Once Ammunition gets to the 100,000-case mark, there should be a recapitalization event that helps buy out former investors and catapults the company into its next phase.
But even before that point, Wahl said they’ve earmarked several brick-and-mortar wineries and distilleries to potentially take over and help establish a more substantial cash flow. Don’t be surprised if Ammunition ends up with many vineyards, farms, distilleries and wineries.
“Being vertically integrated, that could solve a lot of issues,” Wahl said.
Literary Libations
Another edition of Literary Libations coming at you, where I share a drink pairing to go with whatever book I’m reading because a good reading session deserves to be accompanied by a good drink. -Alyssa
The Vacationers by Emma Straub
I recently read The Vacationers by Emma Straub, a book with a beautiful summery cover that had been sitting on my shelf for years. The novel takes place in Mallorca over two weeks, where a dysfunctional family unit spends their holiday in a rented house. This was one of those “books about nothing” sorta plotless stories.
But it mentally took me to Spain, which alone made the read worthwhile. And I’m pleased to report that we are staying on the wine cocktail train. Last issue, I had a recipe for a Vinho Verde Spritzer, this week I’m presenting you with a Sangria! Hear me out, this is not a sweet, loaded-with-sugar, gives-you-the-worst-hangover-of-your-life Sangria. This is a traditional recipe, and I actually prefer it without any added sugar. Of course, feel free to toss in a few tablespoons of white or brown sugar if you fancy.
Vacation Sangria
1 bottle of Spanish red wine (Grenache, Tempranillo, Rioja)
½ cup brandy
½ cup freshly squeezed orange juice (or bottled juice if you’re feeling lazy)
1 orange, thinly sliced
1 lemon, thinly sliced
½ apple, cored and chopped
Method: Add all ingredients to a pitcher and stir. Taste and adjust as needed. If possible, allow to chill in the fridge for a couple of hours before drinking. If consuming right away, mix ice cubes into the pitcher to help chill
A few things to sip on
As we head straight into Father’s Day next week, take a look at this article from VinePair about underrated bourbons. Maybe some good gift ideas. (Here's overrated too.)

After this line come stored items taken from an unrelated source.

PR #921, opened 2023-03-07
MM-50981 Remove usage of model.AppError 

srkgupta:
#### Summary
Remove usage of model.AppError in JIRA plugin

#### Ticket Link
https://mattermost.atlassian.net/browse/MM-50981


m1lt0n (approved):
Great changes and cleanup of the deprecated built-in go APIs too!

hanzei:
@srkgupta Heads up that there is a merge conflict.

server/issue.go
```diff
@@ -338,16 +337,16 @@ func (p *Plugin) CreateIssue(in *InCreateIssue) (*jira.Issue, error) {
...
+	if err != nil {
+		return nil, errors.WithMessage(err, "failed to create notification post "+in.PostID)
 	}
 
 	if post != nil && len(post.FileIds) > 0 {
 		go func() {
 			conf := instance.Common().getConfig()
 			for _, fileID := range post.FileIds {
-				mattermostName, _, _, e := client.AddAttachment(p.API, created.ID, fileID, conf.maxAttachmentSize)
+				mattermostName, _, _, e := client.AddAttachment(*p.client, created.ID, fileID, conf.maxAttachmentSize)
```
hanzei, line 349: While we are here: Can we rename the `error` to the standard `err`?

server/kv.go
```diff
@@ -104,19 +106,10 @@ func (store store) get(key string, v interface{}) (returnErr error) {
...
-	data, appErr := store.plugin.API.KVGet(key)
-	if appErr != nil {
-		return appErr
-	}
-	if data == nil {
-		return kvstore.ErrNotFound
-	}
-
-	err := json.Unmarshal(data, v)
+	err := store.plugin.client.KV.Get(key, &v)
```
hanzei, line 109: Previously, `v` was passed to `json.Unmarshal` meaning it had to be an pointer. Why does a pointer to `v` get passed now?

server/kv.go
```diff
@@ -393,25 +381,26 @@ func (store store) EnsureRSAKey() (rsaKey *rsa.PrivateKey, returnErr error) {
...
 	}
 	return nil
 }
 
 func (store store) LoadOneTimeSecret(key string) (string, error) {
-	b, appErr := store.plugin.API.KVGet(hashkey(prefixOneTimeSecret, key))
-	if appErr != nil {
-		return "", errors.WithMessage(appErr, "failed to load one-time secret "+key)
+	var secret string
+	err := store.get(hashkey(prefixOneTimeSecret, key), secret)
```
hanzei, line 394: That looks suspicious. The stored data is not in JSON format, but `store.get` will try to unmarshal it. Are you sure this line works?

server/kv.go
```diff
@@ -483,25 +463,18 @@ func (store *store) LoadInstance(instanceID types.ID) (Instance, error) {
...
 	si := serverInstance{}
-	err := json.Unmarshal(data, &si)
+	err := store.plugin.client.KV.Get(fullkey, &si)
 	if err != nil {
 		return nil, err
 	}
-
+	if si.InstanceCommon == nil {
+		return nil, nil
+	}
```
hanzei, line 473: Previously, the code returned an error in this case. Why was it removed?

server/plugin.go
```diff
@@ -261,18 +261,18 @@ func (p *Plugin) OnActivate() error {
...
+	profileImage, err := os.Open(filepath.Join(bundlePath, "assets", "profile.png"))
 	if err != nil {
 		return errors.Wrap(err, "couldn't read profile image")
 	}
 
-	if appErr := p.API.SetProfileImage(botUserID, profileImage); appErr != nil {
-		return errors.Wrap(appErr, "couldn't set profile image")
+	if err = p.client.User.SetProfileImage(botUserID, profileImage); err != nil {
+		return errors.Wrap(err, "couldn't set profile image")
 	}
```
hanzei, line 277: While we are here, let's make use of https://pkg.go.dev/github.com/mattermost/mattermost-plugin-api@v0.1.2#ProfileImagePath.

go.mod
```diff
@@ -9,13 +9,89 @@ require (
 	github.com/dgrijalva/jwt-go v3.2.0+incompatible
 	github.com/gorilla/mux v1.8.0
 	github.com/jarcoal/httpmock v1.0.8
-	github.com/mattermost/mattermost-plugin-api v0.0.27
+	github.com/mattermost/mattermost-plugin-api v0.1.2-0.20230302185923-1714af2b0110
```
hanzei, line 12: Why not `github.com/mattermost/mattermost-plugin-api v0.1.2`?

server/plugin_test.go
```diff
@@ -91,9 +91,9 @@ func TestPlugin(t *testing.T) {
 		},
 		"CreatePostError": {
 			Configuration:      validConfiguration,
-			CreatePostError:    model.NewAppError("foo", "bar", nil, "", http.StatusInternalServerError),
+			CreatePostError:    model.NewAppError("foo", "bar", nil, "", http.StatusBadRequest),
 			Request:            httptest.NewRequest("POST", "/webhook?team=theteam&channel=thechannel&secret=thesecret", validRequestBody()),
-			ExpectedStatusCode: http.StatusInternalServerError,
+			ExpectedStatusCode: http.StatusBadRequest,
```
hanzei, line 96: Why was there a behaviour change?

server/subscribe.go
```diff
@@ -647,50 +646,10 @@ func (p *Plugin) hasPermissionToManageSubscription(instanceID types.ID, userID,
...
-		}
-
-		currentAttempt++
-		if currentAttempt >= retryLimit {
-			return errors.New("reached write attempt limit")
-		}
-
-		time.Sleep(retryWait)
+func (p *Plugin) atomicModify(key string, modify func(initialValue []byte) (interface{}, error)) error {
+	err := p.client.KV.SetAtomicWithRetries(key, modify)
```
hanzei, line 650: Is `p.atomicModify` need any longer? Can we use `p.client.KV.SetAtomicWithRetries`?

hanzei (changes requested):
Thanks for taking over this huge effort :+1: 

1. `plugin_store.go` was left untouched. Why is that the case? Can the code in there also get migrated?
2. Let's double-check that the code migration around the KV store is correct. There are some edge cases we need to be aware of. More details in the comments below :arrow_down:

srkgupta:
Thanks for the detailed review @hanzei. Will be making the suggested changes shortly and request your re-review once its committed.

server/kv.go
srkgupta: Nice catch. Yes, this looks like the code was accidentally over-written. It should read:

```suggestions
err := store.plugin.client.KV.Get(hashkey(prefixOneTimeSecret, key), secret)
```

I will push a commit to fix this.

server/plugin_test.go
srkgupta: Earlier, we were returning the status Code from the appError. However, since the error no longer has access to the returned Status Code, I had hardcoded it as `http.StatusBadRequest` which had caused this change. I will revert and hardcode the return status as `http.StatusInternalServerError` instead.

Screenshot 2023-03-24 at 10 45 21 AM

server/issue.go
```diff
@@ -672,7 +671,7 @@ func (p *Plugin) AttachCommentToIssue(in *InAttachCommentToIssue) (*jira.Comment
 		conf := instance.Common().getConfig()
 		extraText := ""
 		for _, fileID := range post.FileIds {
-			mattermostName, jiraName, mime, e := client.AddAttachment(p.API, in.IssueKey, fileID, conf.maxAttachmentSize)
+			mattermostName, jiraName, mime, e := client.AddAttachment(*p.client, in.IssueKey, fileID, conf.maxAttachmentSize)
```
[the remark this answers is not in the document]
srkgupta: Go lint error `server/issue.go:674:36: shadow: declaration of "err" shadows declaration at line 633 (govet)` is thrown in this case, since `err` is already declared at line 633. I will have to let it be as is.

mickmister (approved):
No issues found other than Ben's comments above :+1:

server/command.go
```diff
@@ -370,7 +370,7 @@ func (p *Plugin) help(args *model.CommandArgs) *model.CommandResponse {
 	return &model.CommandResponse{}
 }
 
-func (p *Plugin) ExecuteCommand(c *plugin.Context, commandArgs *model.CommandArgs) (*model.CommandResponse, *model.AppError) {
+func (p *Plugin) ExecuteCommand(c *plugin.Context, commandArgs *model.CommandArgs) (*model.CommandResponse, error) {
```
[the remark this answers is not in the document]
srkgupta: Thanks for catching this @hanzei. I thought we supported the return type as `error` based on the server changes here:
https://github.com/mattermost/mattermost-server/blob/master/model/client4.go#L6463

But the slash commands were not working. So I have reverted this change and pushed a new commit.

server/kv.go
```diff
@@ -420,31 +409,22 @@ func (store store) StoreOauth1aTemporaryCredentials(mmUserID string, credentials
...
 func (store store) OneTimeLoadOauth1aTemporaryCredentials(mmUserID string) (*OAuth1aTemporaryCredentials, error) {
-	b, appErr := store.plugin.API.KVGet(hashkey(prefixOneTimeSecret, mmUserID))
-	if appErr != nil {
-		return nil, errors.WithMessage(appErr, "failed to load temporary credentials for "+mmUserID)
-	}
-	// If the key expired, appErr is nil, but the data is also nil
-	if len(b) == 0 {
-		return nil, errors.Wrapf(kvstore.ErrNotFound, "temporary credentials for %s not found or expired, try to connect again"+mmUserID)
-	}
-
```
hanzei, line 439: Why was this case removed?

server/kv.go
```diff
@@ -483,25 +463,18 @@ func (store *store) LoadInstance(instanceID types.ID) (Instance, error) {
...
 	}
-
+	if si.InstanceCommon == nil {
+		return nil, errors.Wrap(kvstore.ErrNotFound, fullkey)
+	}
 	switch si.Type {
 	case CloudInstanceType:
 		ci := cloudInstance{}
-		err = json.Unmarshal(data, &ci)
+		err := store.plugin.client.KV.Get(fullkey, &ci)
```
hanzei, line 477: Given that this is a kind of custom JSON unmarshal case, I would also be fine with simply getting a byte slice using `store.plugin.client.KV.Get` and keeping the rest of the code as it is.

hanzei (approved):
Two nits, but the rest LGTM :+1:

server/kv.go
srkgupta: Thanks @hanzei. Reverted to use existing custom JSON unmarshal logic while using `store.plugin.client.KV.Get`

hanzei (approved):
:rocket:

hanzei:
@srkgupta Heads up that there are merge conflicts to resolve

DHaussermann (commented):
Smoke tested Jira

For the most part I saw no issue. 

One problem I see on this branch is that authenticating to Jira server seems to no longer work.  (no issues with Cloud authentication)
Steps:
- Install a Jira server instance (mine is 9.5.0)
- Run the `/jira connect` command
- In the new tab click allow
image

- On the oAuth complete page I get a 405 response
image
-The ngrok tunnel to Jira shows nothing after the 302 (the other 2 calls in the screenshot happened later and are unrelated)
image


@srkgupta unfortunately, because of a licensing issue on Jira server I was still working to resolve Friday, I did not confirm this was working on https://github.com/mattermost/mattermost-plugin-jira/pull/923 and deffered testing until now so, I am unsure of which PR introduces the behavior.

srkgupta:
Thanks @DHaussermann. I have fixed the issue now. This was again one of those cases, where the HTTP method wasn't clearly defined previously in the OAuth1 Complete endpoint. Please use the latest code and try again.

DHaussermann (approved):
Tested and passes
I have spent some time smoke testing and see no more regressions
Tested against both Cloud and Serever
- Setup 
- Authentication flow (browser and desktop)
- Issue creation and attachment
- Subscription and delivery
- Multiple instances connected
- Tested various commands for assign, view and transition etc..

LGTM!

Thanks @srkgupta!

I also liked this piece from Punch about third-shift bars in Detroit.
Orange Wine was hot for a second, but we’re apparently on to the next thing! Black Wine? According to the New York Times, yup.
What Pat’s Drinking
The opening day of my softball season was last week… and Long Drink is my drink of choice in the dugout. We won, by the way, 22-17, on our way to a hopeful championship.
Glenlivet is pushing this cocktail for Father’s Day… and it’s a solid take on a classic.
Glenlivet Whiskey Sour
2 parts The Glenlivet 12
1 Part Lemon Juice
.5 Parts Simple Syrup
.5 Parts Egg White
3 dashes of Angostura bitters
Method: Add The Glenlivet, lemon juice, simple syrup and egg white to cocktail shaker. Shake with no ice for 15 to 20 seconds. Add ice to shaker and shake again until chilled. Strain into rocks glass over ice and finish with bitters.